Operation Underground Railroad (O.U.R.) is a United States-based nonprofit organization which is involved in the rescue of human trafficking and sex trafficking victims, with a special focus on children, and a wider goal of eliminating sex trafficking world-wide. The group was founded in 2013 in Salt Lake City, Utah, by Tim Ballard, allegedly a former officer of the U.S. Department of Homeland Security. 

As of April 2020, O.U.R. claimed that they had been involved in the rescue of 3,000 victims and the arrests of 182 traffickers, but these figures are highly disputed.

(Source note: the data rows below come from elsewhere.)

PR #1492, opened 2026-08-11
fix(desktop): name remote threads in the quit dialog

huntharo:
## The report

Quitting with a peer's integrated terminal running showed the blocker row as a raw UUID — while the viewer window right behind the dialog was already showing that same thread by name.

## Why

`quit-manager`'s `resolveThreadTitles` asked `BackendRegistry.listThreads({ callerReason: "quit-confirmation" })` — **this instance's** threads. A federated thread isn't in that list, the lookup returned nothing, and the row fell back to the thread id.

## Three tiers of thread-name resolution

Named on `RemoteThreadSummaryCache` so the choice is explicit rather than incidental:

1. **Local only** — this instance's thread list. Correct only when the caller knows every thread it can see is its own. This is what the quit dialog was doing.
2. **Local + cached remote** — `cachedThreadNameFromPeer`. A map read: no fetch, no TTL-triggered refetch, no peer-interest registration. The right default, and what the quit dialog now uses.
3. **Local + live remote** — the existing `threadFromPeer`, for callers that genuinely need current data and can afford to wait on a peer.

Reaching the peer is deliberately **not** done on the quit path. A remote thread is a blocker because a window on this machine has its terminal open, so some snapshot named it on the way to the screen — a round trip would re-answer a question we can answer while making shutdown wait on a machine that may be asleep. No knob is added for tier 3 here: it has no caller on this path, and a parameter with one reachable value would be dead code.

### Where remembered names come from

`RemoteThreadSummaryCache` is populated only by pinned-thread merges and ⌘K jump search — a **federation window** reads its navigation straight from the runtime and never touches that cache. Naming off that cache alone would have left the federation-window case still showing a UUID.

So the cache keeps a **name index**, merged from every snapshot that reaches this instance, including the federation-window navigation read in `readNavigationSnapshot`. Design notes:

- **Names only, not summaries.** This exists so a display string is in hand; holding whole rows for every thread ever seen on every peer would cost real memory for no extra answer.
- **Merged, never replaced.** Snapshots are backend- and filter-scoped, and a narrower one must not erase what a wider one taught us.
- **Fallback titles skipped.** A `titleSource: "fallback"` title *is* the thread id — recording one would overwrite a real name with nothing.
- **Survives TTL lapse, disconnect, and `invalidate`.** A name one refresh out of date beats a UUID, and every alternative costs the round trip tier 2 avoids.
- **Never fails a snapshot.** Remembering is a side errand, wrapped so a broken federation runtime can't break the navigation the operator actually asked for.

Second cached source: the pinned rows' persisted summaries, which survive a restart so a freshly launched app can still name a pinned remote thread before anything has talked to that peer. Neither source is a guarantee — a peer thread no snapshot has ever named still falls back to its thread id, which is the correct outcome.

## Audit: two more peer-blind lookups behind the same rows

Both on the click path of the row the operator is being asked to decide about:

| Lookup | Symptom |
|---|---|
| `revealIntegratedTerminal` consulted only the local PTY registry | Clicking a **remote** terminal row never opened its terminal panel — the local registry reports "no such session" for every shell running on a peer. |
| `requestShowThread` took only `{backend, threadId}` | The dialog holds focus at that moment, so the request fell through to `subscribers[0]`. For a federation window's terminal that's a window which never mounted the thread. |

Turns and environment actions are driven by this instance's registry and runtime, so they're local by construction. `requestShowThread`'s other caller (native approval notifications) is likewise local-only.

## Other changes

- **Quit snapshot carries the owner.** `IntegratedTerminalQuitSnapshot.threadKeys: string[]` → `threads: IntegratedTerminalQuitThread[]`, each optionally carrying its `FederationRemoteTarget` and the peer's display label.
- **Titles keyed by instance + thread key**, so a remote row can never inherit a same-keyed local thread's name — and the **row action carries the owning instance** for the same reason, so the click path can't reveal a local shell for a peer's row.
- **`revealIntegratedTerminal` reports an owner even when two windows host the same remote thread.** Remote mounts allocate a PTY per viewer window, so that is reachable; any owner demonstrably has the thread, which is more than the focused-or-first fallback can promise.
- **Deterministic sort order.** Thread keys are dense with `:` and `-`, so `localeCompare` would make row order depend on the host locale; a shared comparator restores code-unit order.
- Remote rows show the owning peer's name as their detail line; without it a remote shell reads exactly like a local one.

**PTY allocation is untouched** — `createOrAttach`, `pty.open`, `write`, `resize`, `close`, `dispose` all unmodified. Remote mounts keep their isolated per-window PTY with no replication or dual-send; the new `revealSession` only flips `panelHidden`.

## Tests

- `remote-thread-summary-cache.test.ts` — remembered names answer without contacting the peer (cold and warm); names handed in from outside the cache are remembered; merge doesn't erase and fallback titles are ignored; names survive TTL lapse and `invalidate`.
- `quit-manager.test.ts` — remote title from remembered names; pin fallback when nothing is in memory; never waits on a peer (a dependency that never settles can't block resolution); `titleSource: "fallback"` ignored; a remote thread's title kept off a same-keyed local thread; local rows still named when the remote lookups throw; snapshot carries target + label.
- `app-server-ipc.test.ts` — the federation-window read remembers names, and a throwing runtime still serves the snapshot.
- `federation-terminal-ipc.test.ts` — quit snapshot carries target + label; remote reveal reaches the owning window and only that window; an owner is named when two windows host the same thread; naming an instance skips the local registry.
- `quit-confirmation-dialog.test.ts` — the action round-trips the owning instance (and local rows don't grow one); row click routes show-thread to the reveal's owner.
- `quit-dialog-render.test.ts` — remote row renders the thread name and peer label, not the UUID.

Full suite: 521/523 files. The two failures are pre-existing and environmental, both confirmed failing identically on the base commit — `codex-environment-runtime.test.ts` (local `npm` config warnings leak into captured command output) and `acp-backend-adapter.test.ts` (5s per-test timeouts under full-suite load; passes in isolation, and imports nothing this PR touches). `typecheck`, `lint:eslint` (0 errors), `lint:boundaries`, `lint:sql`, `lint:codex-storage` all clean.

### DIFF
--- a/apps/desktop/src/main/__tests__/app-server-ipc.test.ts
+++ b/apps/desktop/src/main/__tests__/app-server-ipc.test.ts
@@ -87,6 +87,7 @@ const federationMock = vi.hoisted(() => {
     ),
     searchForJump: vi.fn(async () => ({ results: [] })),
     threadFromPeer: vi.fn(async (): Promise<unknown> => undefined),
+    rememberThreadNames: vi.fn(),
   };
   return {
     remoteBackend,
@@ -1815,6 +1816,52 @@ describe("app server ipc", () => {
         federation: { peerStatus: "disconnected" },
       }],
     });
+  });
+
+  // Remote thread names are remembered here because a federation window's
+  // navigation never reaches RemoteThreadSummaryCache. That is a side errand:
+  // the operator asked for a snapshot, and losing a name costs a thread id in
+  // a quit dialog somewhere, not this window's contents.
+  it("remembers remote thread names without letting that break the snapshot", async () => {
+    const { registerAppServerIpcHandlers } = await import("../ipc/app-server");
+    const { NAVIGATION_SNAPSHOT_CHANNEL } = await import("../../shared/ipc");
+    const federationTarget = {
+      scope: "remote" as const,
+      instanceId: "peer_remembers_names",
+    };
+    const snapshot = {
+      backend: "all" as const,
+      fetchedAt: 1_000,
+      federationTarget,
+      unchanged: false,
+      threads: [],
+      inboxThreadKeys: [],
+      directories: [],
+      launchpadDefaults: {
+        backend: "codex" as const,
+        executionMode: "default" as const,
+      },
+    };
+    federationMock.runtime.remoteNavigationSnapshot
+      .mockResolvedValueOnce(snapshot)
+      .mockResolvedValueOnce(snapshot);
+
+    registerAppServerIpcHandlers();
+    const handler = handlers.get(NAVIGATION_SNAPSHOT_CHANNEL);
+
+    await expect(handler?.({}, { federationTarget })).resolves.toBe(snapshot);
+    expect(
+      federationMock.remoteThreadSummaries.rememberThreadNames,
+    ).toHaveBeenCalledWith("peer_remembers_names", snapshot.threads);
+
+    federationMock.remoteThreadSummaries.rememberThreadNames.mockImplementationOnce(
+      () => {
+        throw new Error("federation runtime unavailable");
+      },
+    );
+    await expect(
+      handler?.({}, { federationTarget, forceRefresh: true, refreshMode: "full" }),
+    ).resolves.toBe(snapshot);
   });
 
   it("overlays viewer-owned directory disclosure state on remote snapshots", async () => {
--- a/apps/desktop/src/main/__tests__/federation-terminal-ipc.test.ts
+++ b/apps/desktop/src/main/__tests__/federation-terminal-ipc.test.ts
@@ -76,7 +76,12 @@ vi.mock("electron", () => ({
   },
 }));
 
-vi.mock("../terminal/integrated-terminal-service", () => ({
+vi.mock("../terminal/integrated-terminal-service", async (importOriginal) => ({
+  // byThreadKey is a pure comparator the merge under test uses; only the
+  // service itself needs faking.
+  ...(await importOriginal<
+    typeof import("../terminal/integrated-terminal-service")
+  >()),
   IntegratedTerminalService: class {
     constructor(options: { onSessionsChanged: (sessions: unknown[]) => void }) {
       mocks.localSessionsChanged = options.onSessionsChanged;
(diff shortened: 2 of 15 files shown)


huntharo:
Pushed 87b8a11 in response to review feedback.

## The blocking call was the wrong tier

The first pass reached the peer (`threadFromPeer`) bounded by a 750ms timeout. That was wrong, and the reasoning that motivated the timeout was itself the tell: a thread can only be a quit blocker **because it is mounted in a window on this machine**, which means its summary was already fetched and cached. The name is in hand. A round trip could only re-answer a question we can already answer, while making shutdown wait on a machine that may be asleep.

Names now come from two local reads only — the in-memory peer navigation cache and the pinned rows' persisted summaries — and the store read is skipped entirely when the memory cache already named everything. `settleWithin` and `QUIT_PEER_TITLE_TIMEOUT_MS` are gone; nothing on this path can wait on a peer.

## Three tiers, named

Documented on `RemoteThreadSummaryCache` so the choice is explicit rather than incidental:

1. **Local only** — this instance's thread list. Correct only when the caller knows every thread it can see is its own. This is what the quit dialog was doing.
2. **Local + cached remote** — the new `cachedThreadFromPeer`. A map read: no fetch, no TTL-triggered refetch, no peer-interest registration. The right default, and what the quit dialog now uses.
3. **Local + live remote** — the existing `threadFromPeer`, for callers that genuinely need current data and can afford to wait.

Tier 2 deliberately ignores the TTL *and* the peer's connection state: a name one navigation refresh out of date beats the raw thread id, and both alternatives cost the round trip the tier exists to avoid. Pinned summaries are persisted, so a freshly launched app can still name a pinned remote thread before anything has fetched from that peer.

No knob was added for tier 3 on this path — it has no caller here, and a parameter with one reachable value would be dead code. Say the word if you'd rather have the switch now.

## PTY allocation is untouched

Confirmed by diff — remote mounts still open their own isolated PTY per viewer window, and nothing replicates or dual-sends output:

- `createOrAttach`, `pty.open`, `write`, `resize`, `close`, `dispose` — **unmodified**.
- `quitSnapshotSessions` — read-only; adds `target` + `instanceLabel` to what it already returned.
- New `FederationTerminalBridge.revealSession` — flips `panelHidden` and re-broadcasts the session list. That is panel *visibility*, the same thing the local service's `revealSession` has always done. It creates and destroys nothing.

## New tests

- `remote-thread-summary-cache.test.ts` — `cachedThreadFromPeer` answers from cache and never calls `fetchSnapshot` (cold or warm); serves a lapsed entry rather than refetching.
- `quit-manager.test.ts` — "never waits on a peer" (a dependency that never settles cannot block resolution); the store read is skipped when the memory cache answered.
- Replaced the now-obsolete "waiting out a slow peer" test, which only existed to justify the timeout.

Full suite unchanged: 522/523 files, same 5 pre-existing environmental failures in `codex-environment-runtime.test.ts`. Typecheck, ESLint (0 errors), and boundaries clean.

In 2020, Ballard and O.U.R. were the subjects of several media investigations that detailed Ballard's relationships with corrupt foreign government officials, his history of fabricating rescues and statistics. In October of that year, the Attorney's Office of Davis County, Utah, announced the O.U.R. and Ballard were under criminal investigation.

History
Tim Ballard claims that prior to founding O.U.R., he served 12 years as a U.S. Special Agent for the Department of Homeland Security, on the Internet Crimes against Children Task Force and the U.S. Child Sex Tourism Jump Team. The Atlantic writer Kaitlyn Tiffany wrote in her article about O.U.R., "Spokespeople for the CIA and DHS said they could not confirm Ballard's employment record without his written permission, which he did not provide." According to Ballard, he was frustrated with the lack of strategies employed to rescue kidnapped and trafficked children in underdeveloped nations, and the inability to prosecute offenders in non-U.S. related cases. Subsequently, he left the government in October 2013 to found Operation Underground Railroad. The organization was founded in Salt Lake City, Utah, but they also have offices in Southern California. 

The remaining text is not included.